WHAT THE EXERCISE ASKS
Nothing should be left out. Transcribe the entries exactly as written.

MATERIAL SUPPLIED
PR #1364, opened 2021-07-24
Adds missing prop to `__slots__` of `Emoji`

sobolevn:
Refs https://github.com/python/mypy/pull/10864

## Type of changes

- [x] Bug fix
- [ ] New feature
- [ ] Tests
- [ ] Other

## Checklist

## Description

This prop was missing from `__slots__` 🙂 

There's one more thing: current `__slots__` setup does not work:

```python
>>> e = Emoji('2nd_place_medal', variant='text')
>>> e.__slots__
['name', 'style', '_char']
>>> e.__dict__
{'variant': 'text', 'a': 1, 'bb': 1}

>>> e.a = 1  # should fail, but does not
>>> e.bb = 1  # should fail, but does not
```

This happens due to the fact that `JupiterMixin` does not have `__slots__ = ()` defined.
I can add it if you wish 🙂

### DIFF
--- a/rich/emoji.py
+++ b/rich/emoji.py
@@ -25,7 +25,7 @@ class NoEmoji(Exception):
 
 
 class Emoji(JupyterMixin):
-    __slots__ = ["name", "style", "_char"]
+    __slots__ = ["name", "style", "_char", "variant"]
 
     VARIANTS = {"text": "\uFE0E", "emoji": "\uFE0F"}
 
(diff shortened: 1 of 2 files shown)


willmcgugan:
Good catch. Yes, please add the missing slots.

sobolevn:
Whitespace issues are the worst! 😒

sobolevn:
This looks like a bug in `mypy` that I am going to fix soon (hopefully):

```
mypy -p rich --strict
rich/jupyter.py:34: error: Need type annotation for "__slots__" (hint: "__slots__: List[<type>] = ...")
```

willmcgugan:
Ah, it's complaining about the empty slots? If an empty tuple works, may as well go with that...

willmcgugan:
Thanks.

PR #1382, opened 2021-08-03
Optimisation suggestions for Segment.divide()

AlexWaygood:
Three suggested changes:

- `from __future__ import annotations` might give a slight performance increase as it means type hints don't need to be evaluated.
- Assign `iter(cuts).__next__` to a local function rather than having to look `next` up in the global scope every time (same as in the `itertools` recipe for `roundrobin`).
- Put your whole loop inside a `try/except` clause in lines 477ff, rather than having to do a `try/except` every iteration in the loop. Same as the `itertools` recipe for `iter_except`, and should be just as safe given that you're only catching `StopIteration`.

## Type of changes

- [ ] Bug fix
- [ ] New feature
- [ ] Tests
- [x] Other

## Checklist

## Description

### DIFF
--- a/rich/segment.py
+++ b/rich/segment.py
@@ -1,3 +1,5 @@
+from __future__ import annotations
+
 from enum import IntEnum
 from logging import getLogger
 from typing import Dict, NamedTuple, Optional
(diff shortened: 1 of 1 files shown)


willmcgugan:
The annotations are only evaluated at import time, so shouldn't have any impact.

Good suggestions, but these micro-optimizations probably won't make a measurable impact. I'm looking for a more algorithmic improvement.

AlexWaygood:
Fair enough!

OUTPUT OF THE TASK
PR #1364, opened 2021-07-24
Adds missing prop to `__slots__` of `Emoji`

sobolevn:
Refs https://github.com/python/mypy/pull/10864

## Type of changes

- [x] Bug fix
- [ ] New feature
- [ ] Tests
- [ ] Other

## Checklist

## Description

This prop was missing from `__slots__` 🙂 

There's one more thing: current `__slots__` setup does not work:

```python
>>> e = Emoji('2nd_place_medal', variant='text')
>>> e.__slots__
['name', 'style', '_char']
>>> e.__dict__
{'variant': 'text', 'a': 1, 'bb': 1}

>>> e.a = 1  # should fail, but does not
>>> e.bb = 1  # should fail, but does not
```

This happens due to the fact that `JupiterMixin` does not have `__slots__ = ()` defined.
I can add it if you wish 🙂

### DIFF
--- a/rich/emoji.py
+++ b/rich/emoji.py
@@ -25,7 +25,7 @@ class NoEmoji(Exception):
 
 
 class Emoji(JupyterMixin):
-    __slots__ = ["name", "style", "_char"]
+    __slots__ = ["name", "style", "_char", "variant"]
 
     VARIANTS = {"text": "\uFE0E", "emoji": "\uFE0F"}
 
(diff shortened: 1 of 2 files shown)


willmcgugan:
Good catch. Yes, please add the missing slots.

sobolevn:
Whitespace issues are the worst! 😒

sobolevn:
This looks like a bug in `mypy` that I am going to fix soon (hopefully):

```
mypy -p rich --strict
rich/jupyter.py:34: error: Need type annotation for "__slots__" (hint: "__slots__: List[<type>] = ...")
```

willmcgugan:
Ah, it's complaining about the empty slots? If an empty tuple works, may as well go with that...

willmcgugan:
Thanks.

PR #1382, opened 2021-08-03
Optimisation suggestions for Segment.divide()

AlexWaygood:
Three suggested changes:

- `from __future__ import annotations` might give a slight performance increase as it means type hints don't need to be evaluated.
- Assign `iter(cuts).__next__` to a local function rather than having to look `next` up in the global scope every time (same as in the `itertools` recipe for `roundrobin`).
- Put your whole loop inside a `try/except` clause in lines 477ff, rather than having to do a `try/except` every iteration in the loop. Same as the `itertools` recipe for `iter_except`, and should be just as safe given that you're only catching `StopIteration`.

## Type of changes

- [ ] Bug fix
- [ ] New feature
- [ ] Tests
- [x] Other

## Checklist

## Description

### DIFF
--- a/rich/segment.py
+++ b/rich/segment.py
@@ -1,3 +1,5 @@
+from __future__ import annotations
+
 from enum import IntEnum
 from logging import getLogger
 from typing import Dict, NamedTuple, Optional
(diff shortened: 1 of 1 files shown)


willmcgugan:
The annotations are only evaluated at import time, so shouldn't have any impact.

Good suggestions, but these micro-optimizations probably won't make a measurable impact. I'm looking for a more algorithmic improvement.

AlexWaygood:
Fair enough!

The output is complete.